# Booked our 1st "real" camping trip



## ssramage (Jul 3, 2017)

Besides one other partial overnight trip in the yard, I booked our first real camping trip for my family. Plan is to be at the Jekyll Island Campground 9/8-9/10. Close enough to home (St. Simons) that my wife and newborn son can still sleep at home and meet us during the day. This will be my 4 year old son's first real camping adventure. Looking forward to it! Wish we could do it sooner, but tent camping and South Ga heat don't mix. Hoping it cools off some by then!


----------



## greg_n_clayton (Jul 3, 2017)

Spring spends the summer up here in the mountains !! The cool air off the creeks and rivers is a bonus !!


----------



## Miguel Cervantes (Jul 3, 2017)

Sounds like a blast.

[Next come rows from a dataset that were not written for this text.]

PR #253, opened 2019-05-03
[10.0] Add account_mass_reconcile_partner

grindtildeath:
This module extends the functionality of account_mass_reconcile and adds a new
reconciliation method Advanced. Partner.
With this method credit lines are matched with debit lines in a chronological
order if the partner is the same.

### DIFF
--- a/account_mass_reconcile_partner/models/__init__.py
+++ b/account_mass_reconcile_partner/models/__init__.py
@@ -1,0 +1,2 @@
+from . import advanced_reconciliation
+from . import mass_reconcile
--- a/account_mass_reconcile_partner/models/mass_reconcile.py
+++ b/account_mass_reconcile_partner/models/mass_reconcile.py
@@ -1,0 +1,17 @@
+# -*- coding: utf-8 -*-
+# Copyright 2019 Camptocamp SA
+# License AGPL-3.0 or later (https://www.gnu.org/licenses/agpl)
+from odoo import models, api
+
+
+class AccountMassReconcileMethod(models.Model):
+    _inherit = 'account.mass.reconcile.method'
+
+    @api.model
+    def _get_all_rec_method(self):
+        res = super(AccountMassReconcileMethod, self)._get_all_rec_method()
+        res.append((
+            'mass.reconcile.advanced.partner',
+            'Advanced. Partner'
+        ))
+        return res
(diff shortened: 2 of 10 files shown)


vrenaville (approved):

account_mass_reconcile_partner/models/mass_reconcile.py
```diff
@@ -0,0 +1,17 @@
...
+
+class AccountMassReconcileMethod(models.Model):
+    _inherit = 'account.mass.reconcile.method'
+
+    @api.model
+    def _get_all_rec_method(self):
+        res = super(AccountMassReconcileMethod, self)._get_all_rec_method()
+        res.append((
+            'mass.reconcile.advanced.partner',
+            'Advanced. Partner'
```
simahawk, line 15: "Advanced. Partner" correct w/ that dot?

account_mass_reconcile_partner/tests/test_reconcile_partner.py
```diff
@@ -0,0 +1,113 @@
...
+import time
+
+from odoo.tests import SavepointCase
+
+
+class TestAccountReconcilePartnerChrono(SavepointCase):
+
+    @classmethod
+    def setUpClass(cls):
+        super(TestAccountReconcilePartnerChrono, cls).setUpClass()
```
simahawk: pls disable tracking suite-wise if you don't need it

sebalix (approved):

simahawk (approved):
LG, non blocking things to address if you can.

i-vyshnevska (approved):

account_mass_reconcile_partner/models/mass_reconcile.py
grindtildeath: Yes, it's to stay consistent with the existing : https://github.com/OCA/account-reconcile/blob/11.0/account_mass_reconcile/models/mass_reconcile.py#L81

account_mass_reconcile_partner/models/__init__.py
```diff
@@ -0,0 +1,2 @@
+from . import advanced_reconciliation
```
umiphos, line 1: Can you add the License?

example:
https://github.com/OCA/maintainer-tools/blob/master/template/module/models/__init__.py

sebalix: It's not required for __init__.py where there is only import statements.

guewen: I don't feel that we need a license on import statements.

simahawk: same here :)

fclementic2c:
Functional test ok :+1:

fclementic2c (approved):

Hope the skeeters aren't too rough on y'all.


----------



## 3ringer (Jul 4, 2017)

You will love it down there. Plenty of places to bike around the marsh. Good fishing and crabbing across the street on the pier. Take a Thermacell for skeeters. Lock up your groceries , the raccoons are smart enough to open a combination lock. Have fun.


----------



## T-N-T (Jul 4, 2017)

If it's still hot, get a small window unit AC.  There is a thread on this page about it.

Have fun


----------



## ssramage (Jul 5, 2017)

Thanks guys! Since we live on St. Simons, we're sort of used to the heat and bugs down here. We go to Jekyll Island quite a bit actually. I wanted somewhere close enough to home so that we didn't have to try to camp with a newborn and a 4 year old.


----------